Through this grant, CICOA is able to provide the following services to seniors age 60 and over:

  • Home Assessments – To determine if a converter box is needed.

  • Coupon Application Assistance – A CICOA representative can assist the senior to file an online application for up to (2) $40.00 converter box coupons. It may take up to 6 weeks to receive the coupon by mail.

  • Converter Box Purchase Assistance – A CICOA representative will assist with transportation arrangements or will use the coupon to purchase the converter box for the senior. PLEASE NOTE: The actual cost of a converter box ranges from $40 - $60. This grant does not allow for the use of funds to make up the difference in cost. There may be some out of pocket expense for seniors.

  • Converter Box Installation Assistance – A CICOA representative will go to the senior’s home to install the converter box.

For more information, call CICOA's special “DTV Hotline Number:” (317) 803-6079 or 800-489-9550.

To see if similar assistance is provided by the Area Agency on Aging where you live, click here for a list of AAAs by state.

Tuesday, January 6, 2009

DTV boxes will cost seniors -- and others -- more

The noise about the federally-mandated switch to digital television is getting louder as the February 17 deadline looms. Television stations are running commercials, telling consumers to be prepared. Newspapers are publishing stories. The National Telecommunications and Information Agency has awarded grant monies to Area Agencies on Aging to help seniors get connected. Even we have entered the fray, offering our free Digital Television Connection Project toolkit to help faith-based and community organizations help their elders make the transition.

Much of the discussion and action around this issue has figured in a component offered by the federal government -- digital converter box coupons with which consumers can save $40 off the cost of up to two boxes. Well, it appears that the early bird gets the coupon. A story in today's USA Today reported that the TV converter coupon program is out of money. Anyone requesting coupons now will be put on a wait list that is currently more than 103,000 people deep.

Of course converter boxes can still be purchased at full price, which ranges from $40-$70 on average. And organizations implementing the Digital Television Connection Project may want to look into their own budgets to determine if they have any available dollars to contribute to seniors who might struggle to afford the boxes on their own.

Monday, January 5, 2009

It takes a village of professionals to care for the aging.

Last week, The Future of Aging blog recapped an article from the New York Times that detailed the declining number of geriatricians in the United States. CAC's Academic Program Director Tamara Wolske left a comment there that I thought worth repeating here:

There is indeed a critical shortage of geriatricians currently, and in the future, based upon the demographic projections, this will become a crisis situation. Geriatricians will tell you that they depend upon an interdisciplinary support team to help them be effective in the care of the aged and that includes more than nurses and other clinical personnel.

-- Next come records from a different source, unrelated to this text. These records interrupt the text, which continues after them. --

PR #3513, opened 2021-05-11
stable-2.1 | ci: workaround to fix arm ci failure.

fidencio:
Currently, before containerd integration test, containerd service is
stopped., which will disable docker service. Then, the TestImageLoad
will fail for it depends on docker service.

Here, we restart docker before containerd test to avoid that failure.

But these tests have been working well for years. I can't tell why it
is.

Also do cleanup before k8s initialization to avoid lots of bizarre
issues.
for example:
1. [ERROR Port-10250]: Port 10250 is in use
2. Unfortunately, an error has occurred:
		timed out waiting for the condition

Fixes: #3478
(cherry picked from commit d7ca6409275b88ef12fad30ec7c8c188e8766f47)

### DIFF
--- a/.ci/install_kubernetes.sh
+++ b/.ci/install_kubernetes.sh
@@ -21,6 +21,9 @@ kubernetes_version=$(get_version "externals.kubernetes.version")
 ARCH=$("${cidir}"/kata-arch.sh -d)
 
 if [ "$ID" == "ubuntu" ] || [ "$ID" == "debian" ]; then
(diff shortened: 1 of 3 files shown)


fidencio:
@jongwu :-)

jongwu:
Thanks @fidencio!

GabyCT (approved):

devimc (approved):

We need more people in other fields to be trained because caring for elders provides many challenges and opportunities. It requires creative and critical thinking for developing innovative solutions to situations that are as unique as the individuals that need care. Aging studies are valuable for everyone, no matter what occupation, because eventually we all will be working with, for, or on behalf of older adults.

Recognizing that reality, the University of Indianapolis offers courses in gerontology in an online format that allows busy working people the opportunity to earn a Master of Science or Certificate of Gerontology. Students can participate in courses with the Center for Aging & Community from any location in the world and on their own time schedule.

Training more geriatricians and also educating others who can provide support to the physicians and their patients is absolutely crucial to the future health and well-being of our aging population.